Start of Given data

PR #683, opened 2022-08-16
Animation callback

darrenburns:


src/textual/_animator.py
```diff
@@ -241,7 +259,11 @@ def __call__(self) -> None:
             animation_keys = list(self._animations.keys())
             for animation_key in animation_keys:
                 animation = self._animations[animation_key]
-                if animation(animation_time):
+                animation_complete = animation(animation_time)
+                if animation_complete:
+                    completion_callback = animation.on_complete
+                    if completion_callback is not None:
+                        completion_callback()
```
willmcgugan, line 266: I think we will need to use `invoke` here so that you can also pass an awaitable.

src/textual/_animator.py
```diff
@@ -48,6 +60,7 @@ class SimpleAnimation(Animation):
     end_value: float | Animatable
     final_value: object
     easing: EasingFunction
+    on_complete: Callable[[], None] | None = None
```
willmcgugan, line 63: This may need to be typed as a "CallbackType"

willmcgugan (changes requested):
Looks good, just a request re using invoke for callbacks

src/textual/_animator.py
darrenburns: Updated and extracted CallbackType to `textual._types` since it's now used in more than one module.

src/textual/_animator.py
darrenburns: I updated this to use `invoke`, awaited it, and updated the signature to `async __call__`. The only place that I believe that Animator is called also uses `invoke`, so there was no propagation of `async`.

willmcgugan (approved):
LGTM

End of Given data
Start of Given data

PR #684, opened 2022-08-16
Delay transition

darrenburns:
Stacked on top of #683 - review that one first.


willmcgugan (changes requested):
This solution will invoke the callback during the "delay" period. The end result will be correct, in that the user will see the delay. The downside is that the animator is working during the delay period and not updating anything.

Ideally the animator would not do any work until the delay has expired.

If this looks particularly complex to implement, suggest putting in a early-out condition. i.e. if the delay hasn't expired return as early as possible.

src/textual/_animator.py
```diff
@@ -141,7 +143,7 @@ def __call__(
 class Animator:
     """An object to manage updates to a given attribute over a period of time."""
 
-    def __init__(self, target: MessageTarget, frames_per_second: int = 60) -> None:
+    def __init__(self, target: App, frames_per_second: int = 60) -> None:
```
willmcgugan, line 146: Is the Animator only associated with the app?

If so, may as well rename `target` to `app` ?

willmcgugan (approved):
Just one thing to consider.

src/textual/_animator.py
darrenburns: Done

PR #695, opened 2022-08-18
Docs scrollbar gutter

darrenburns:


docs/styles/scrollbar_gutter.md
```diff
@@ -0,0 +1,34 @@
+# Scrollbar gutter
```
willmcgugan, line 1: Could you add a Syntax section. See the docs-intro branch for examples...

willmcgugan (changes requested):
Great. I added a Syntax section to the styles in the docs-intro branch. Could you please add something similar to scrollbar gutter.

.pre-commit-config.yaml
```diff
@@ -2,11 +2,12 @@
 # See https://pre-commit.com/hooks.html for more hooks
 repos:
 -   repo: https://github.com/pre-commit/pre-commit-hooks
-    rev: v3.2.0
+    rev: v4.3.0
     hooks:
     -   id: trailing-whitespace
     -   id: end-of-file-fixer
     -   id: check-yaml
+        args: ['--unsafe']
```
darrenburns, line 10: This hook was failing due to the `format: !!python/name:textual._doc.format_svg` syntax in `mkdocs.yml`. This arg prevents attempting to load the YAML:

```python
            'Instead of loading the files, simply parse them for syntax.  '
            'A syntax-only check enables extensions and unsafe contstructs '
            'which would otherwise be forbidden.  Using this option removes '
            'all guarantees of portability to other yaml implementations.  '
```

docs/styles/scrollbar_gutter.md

End of Given data
Start of Given data

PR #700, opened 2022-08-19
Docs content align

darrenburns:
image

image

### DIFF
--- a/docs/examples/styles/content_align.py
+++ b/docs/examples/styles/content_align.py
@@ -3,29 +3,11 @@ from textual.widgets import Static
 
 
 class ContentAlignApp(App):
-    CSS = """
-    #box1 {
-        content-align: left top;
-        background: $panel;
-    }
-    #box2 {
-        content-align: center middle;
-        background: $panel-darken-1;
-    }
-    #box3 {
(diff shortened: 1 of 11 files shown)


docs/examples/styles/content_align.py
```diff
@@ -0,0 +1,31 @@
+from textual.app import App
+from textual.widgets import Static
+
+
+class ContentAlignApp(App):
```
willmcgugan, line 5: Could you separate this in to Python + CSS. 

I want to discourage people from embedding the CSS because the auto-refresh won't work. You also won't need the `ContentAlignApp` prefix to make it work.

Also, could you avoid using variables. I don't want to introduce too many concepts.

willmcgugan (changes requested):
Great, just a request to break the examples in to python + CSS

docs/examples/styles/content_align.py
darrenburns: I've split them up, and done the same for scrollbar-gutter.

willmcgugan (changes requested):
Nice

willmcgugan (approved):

End of Given data

Work to be completed
Copy every line of the entries in which "want" can be found.

Written answer
I want to discourage people from embedding the CSS because the auto-refresh won't work. You also won't need the `ContentAlignApp` prefix to make it work.
Also, could you avoid using variables. I don't want to introduce too many concepts.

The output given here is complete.